Misfortune
Page 33
He lowered his eyes. “I can’t comment.”
“You can’t even confirm or deny?”
“No.”
“Aren’t you the slightest bit curious about who killed Clio?” Frances asked.
“Morbid curiosity is not something I indulge in,” Dr. Prescott replied.
She got up to leave. For reasons she couldn’t precisely identify, she didn’t like Dr. Prescott. She knew from years of experience how easy it was to hide behind legal privileges, to withhold the truth under the guise of principle. She just hadn’t expected him to be so tight-lipped about his murdered patient.

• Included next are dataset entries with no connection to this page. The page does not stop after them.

PR #528, opened 2022-07-23
chore: upgrade dependencies

lsaudon:
### What
- upgrade dependencies

There are 3 tests that fail, but they also fail on “main”.

### DIFF
--- a/example/pubspec.yaml
+++ b/example/pubspec.yaml
@@ -13,4 +13,4 @@ dependencies:
 
 dev_dependencies:
   test: any
-  lints: ^1.0.1
+  lints: ^2.0.0
--- a/pubspec.yaml
+++ b/pubspec.yaml
@@ -8,16 +8,16 @@ environment:
   sdk: '>=2.12.0 <3.0.0'
 
 dependencies:
-  json_annotation: ^4.5.0
+  json_annotation: ^4.6.0
   http: ^0.13.4
   path: ^1.8.2
-  image: ^3.1.3
+  image: ^3.2.0
   meta: ^1.8.0
 
 dev_dependencies:
   analyzer: ">=4.0.0 <5.0.0"
-  build_runner: ^2.1.11
-  json_serializable: ^6.2.0
+  build_runner: ^2.2.0
+  json_serializable: ^6.3.1
   lints: ^2.0.0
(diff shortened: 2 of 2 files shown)


monsieurtanuki (commented):
Hi @lsaudon!
The changes are OK; there's just the name of the PR itself I'm not sure about.
If I remember well, we're supposed to prefix our PR names with either `fix: ` or `feat: `.
Not sure what `chore: ` would produce.
@M123-dev Your views on that?

lsaudon:
[@commitlint/config-conventional](https://github.com/conventional-changelog/commitlint/tree/master/%40commitlint/config-conventional#type-enum)
```
[
  'build',
  'chore',
  'ci',
  'docs',
  'feat',
  'fix',
  'perf',
  'refactor',
  'revert',
  'style',
  'test'
];
```

monsieurtanuki:
@lsaudon Indeed, but that doesn't mean that we here at off-dart handle all those prefixes.
For instance, here `fix: ` will trigger a minor version number jump, and `feat: ` a major breaking change version number jump.
What happens with `chore: ` here? I don't know.

M123-dev:
chore isn't supported in release-please which we use for changelog generation. I wouldn't say this is a problem thought.

I don't have a strong opinion if we should mention it in the changelog but we can always manually change the changelog before merging the pending release PR.


The only problem could be if we directly want to release this PR without any other changes as no PR would be created.
But looking at your #529 this isn't a problem


TL;DR; this should be fine

example/pubspec.yaml
```diff
@@ -13,4 +13,4 @@ dependencies:
 
 dev_dependencies:
   test: any
-  lints: ^1.0.1
+  lints: ^2.0.0
```
M123-dev, line 16: Also interesting that this doesn't has any effect on us. Looks like we have some great self made rules .

M123-dev (approved):

monsieurtanuki:
Thank you @M123-dev for your comment: in short the _only_ explicit added value of `fix: ` and `feat: ` are the automatic release logs (that we can manually edit) and version number jump?
So typically, either in the current PR by @lsaudon or in my #529, we probably shouldn't create a new version or add it to the release logs.

Issue #531, opened 2022-07-26
API v2: states_tags=en:origins-completed,en:packaging-to-be-completed


monsieurtanuki:
https://world.openfoodfacts.org/api/v2/search?states_tags=en:origins-completed,en:packaging-to-be-completed&fields=code,states_tags

PR #532, opened 2022-07-26
feat: #531 - new StatesTagsParameter search filter

monsieurtanuki:
New files:
* `State.dart`: States of a `Product`. To be used in search API, with `StatesTagsParameter`.
* `StatesTagsParameter.dart`: States Tags as completed or to-be-completed. Filter combo mode is 'AND'.

Impacted file:
* `api_searchProducts_test.dart`: added a group of tests around the new parameter `StatesTagsParameter`

### What
- New `StatesTagsParameter` search filter.
- Based on new `State` `enum`, that lists the possible states. For each state, you'll have to say if it's completed or to-be-completed.

### Closes issue
- #531

### DIFF
--- a/lib/model/parameter/StatesTagsParameter.dart
+++ b/lib/model/parameter/StatesTagsParameter.dart
@@ -1,7 +1,7 @@
 import 'package:openfoodfacts/interface/Parameter.dart';
 import 'package:openfoodfacts/model/State.dart';
 
-/// States Tags as completed or to-be-completed. Filter combo mode is 'AND'.
+/// States Tags as completed or to-be-completed.
 class StatesTagsParameter extends Parameter {
   @override
   String getName() => 'states_tags';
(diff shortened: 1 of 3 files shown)


lib/model/parameter/StatesTagsParameter.dart
```diff
@@ -0,0 +1,24 @@
+import 'package:openfoodfacts/interface/Parameter.dart';
+import 'package:openfoodfacts/model/State.dart';
+
+/// States Tags as completed or to-be-completed. Filter combo mode is 'AND'.
```
M123-dev, line 4: Again, can't tell what a "Filter combo mode" is

M123-dev (approved):

lib/model/parameter/StatesTagsParameter.dart
monsieurtanuki: @M123-dev Fair enough; I've changed the comment.

PR #534, opened 2022-07-26
fix: deprecated search methods in favor of searchProducts

monsieurtanuki:
Impacted files:
* `api_getProduct_test.dart`: added a timeout to a unit test
* `api_getToBeCompletedProducts_test.dart`: no longer using a now deprecated method
* `api_getUserProducts_test.dart`: no longer using a now deprecated method
* `api_matchedProductV2_test.dart`: no longer using a now deprecated method
* `api_saveProduct_test.dart`: flagged as "skip" a problematic unit test
* `api_searchProducts_test.dart`: no longer using a now deprecated method
* `openfoodfacts.dart`: refactored method `searchProducts` to the detriment of now deprecated methods `getProducts` and `getProductList`

### What
- While working on API v2, I noticed similarities in code that could be solved through refactoring.
- I also "fixed" a test (longer timeout duration)

### DIFF
--- a/lib/openfoodfacts.dart
+++ b/lib/openfoodfacts.dart
@@ -45,7 +45,6 @@ import 'utils/HttpHelper.dart';
 import 'utils/LanguageHelper.dart';
 import 'utils/ProductHelper.dart';
 import 'utils/ProductQueryConfigurations.dart';
-import 'utils/ProductSearchQueryConfiguration.dart';
 
 export 'events.dart';
 export 'folksonomy.dart';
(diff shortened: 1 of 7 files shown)


M123-dev (approved):
Heyy @monsieurtanuki thanks for all the PR's here, all of them look very good.

This one won't be included in the changelog automatically, we should remember to mention the deprecation, especially from getProduct.

monsieurtanuki:
I've just renamed the issue before the merge, in order to be included in the change-log, but that's too late?

monsieurtanuki:
By the way when I "update" the other PRs, there are no test run and I receive a "test-sdk: No jobs were run" email.

M123-dev:
Thats interesting, good to have in mind, I'll have a look

M123-dev:
```
test-sdk: .github#L1
Canceling since a higher priority waiting request for 'tests' exists
```

We have a check in the test-sdk so that not two test instanced can run at the same time to avoid conflicts

monsieurtanuki:
That's problematic, because I've just merged conflicts and there was not even a check that my merge was correct, syntax-wise.

PR #538, opened 2022-08-03
feat: new "Barcodes" parameter; deprecated configurations

monsieurtanuki:
New files:
* `Barcodes.dart`: "Barcodes" search API parameter.
* `BoolMapParameter.dart`: Abstract map of `bool` as `Parameter`.

Impacted files:
* `AllergensParameter.dart`: refactored as `BoolMapParameter<AllergensTag>`
* `api_getToBeCompletedProducts_test.dart`: minor refactoring around a deprecated class
* `api_matchedProductV2_test.dart`: minor refactoring around a deprecated class
* `api_searchProducts_test.dart`: fixed test duration; refactoring
* `openfoodfacts.dart`: minor refactoring around a deprecated class
* `ProductListQueryConfiguration.dart`: deprecated
* `StatesTagsParameter.dart`: refactored as `BoolMapParameter<State>`
* `ToBeCompletedConfiguration.dart`: deprecated

### What
- New `Barcodes` search parameter
- Deprecated both `ToBeCompletedConfiguration` and `ProductListQueryConfiguration` in favor of `ProductSearchQueryConfiguration` with adapted parameters.
- Refactored `AllergensParameter` and `StatesTagsParameter` around the new `BoolMapParameter`

### DIFF
--- a/lib/model/parameter/Barcodes.dart
+++ b/lib/model/parameter/Barcodes.dart
@@ -1,0 +1,16 @@
+import 'package:openfoodfacts/interface/Parameter.dart';
+
+/// "Barcodes" search API parameter.
+class Barcodes extends Parameter {
+  @override
+  String getName() => 'code';
+
+  @override
+  String getValue() => codes.join(',');
+
+  final List<String> codes;
+
+  Barcodes(final String code) : this.list([code]);
+
+  const Barcodes.list(this.codes);
+}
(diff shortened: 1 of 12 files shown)


lib/model/parameter/Barcodes.dart
```diff
@@ -0,0 +1,16 @@
+import 'package:openfoodfacts/interface/Parameter.dart';
+
+/// "Barcodes" search API parameter.
+class Barcodes extends Parameter {
```
M123-dev, line 4: Thats a bit generic, what about BarcodeParameter

M123-dev (approved):

lib/model/parameter/Barcodes.dart
monsieurtanuki: @M123-dev Good point. "Filter" would even be better, but the rest is rather named "Parameter".
Renamed.

PR #544, opened 2022-08-15
fix: login

monsieurtanuki:
### What
- The `login` method didn't return a correct result.
- A test was added to make it "more correct".
- It's better but not very safe - other implementations should be used instead (on the server side too?)

### Part of 
- https://github.com/openfoodfacts/smooth-app/issues/2784


AshAman999 (approved):
This will surely work for now :)
A quick fix that needs to be merged ASAP

PR #545, opened 2022-08-18
fix: imageHelper - minor fix about Windows; deprecated methods

monsieurtanuki:
Impacted file:
* `ImageHelper.dart`: deprecated methods that we have no added-value about; fixed a method that wouldn't work on Windows

### What
- It's been a long time since I noticed that we used package `image` for nothing.
- I've deprecated its usage, as it's not what the package is all about.
- I've also fixed an incorrect usage of `path`.


M123-dev (approved):

monsieurtanuki:
Thank you @M123-dev!

PR #549, opened 2022-09-02
ci: improve bug template

teolemon:
### What
- ci: improve bug template

### DIFF
--- a/.github/ISSUE_TEMPLATE/bug_report.md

As she slid out of the banquette, she turned and left a dollar bill on the table. “By the way,” she added, “when did you see my picture?”
He didn’t respond.
“You said on the telephone that you’d know me because you’d seen my picture.”
“Clio. The last time I saw her, she showed me a photograph of you and your sister.”
It had never occurred to her that Clio would bother to mention her, the stepdaughter, not to her therapist. Frances couldn’t imagine that she and Blair even passed through Clio’s mind now that they were grown and out of the way. If they did, it could only have been as irritants, not something worth analyzing. What had they discussed? What had Frances and Blair done to warrant Clio’s attention? Or had it been wrath? She looked at Dr. Prescott, who sat expectantly. Did he know what was racing through her mind? It was his job to know, wasn’t it?
Frances turned away. Whatever Clio had shared, she didn’t want to know. It was too late for reconciliation.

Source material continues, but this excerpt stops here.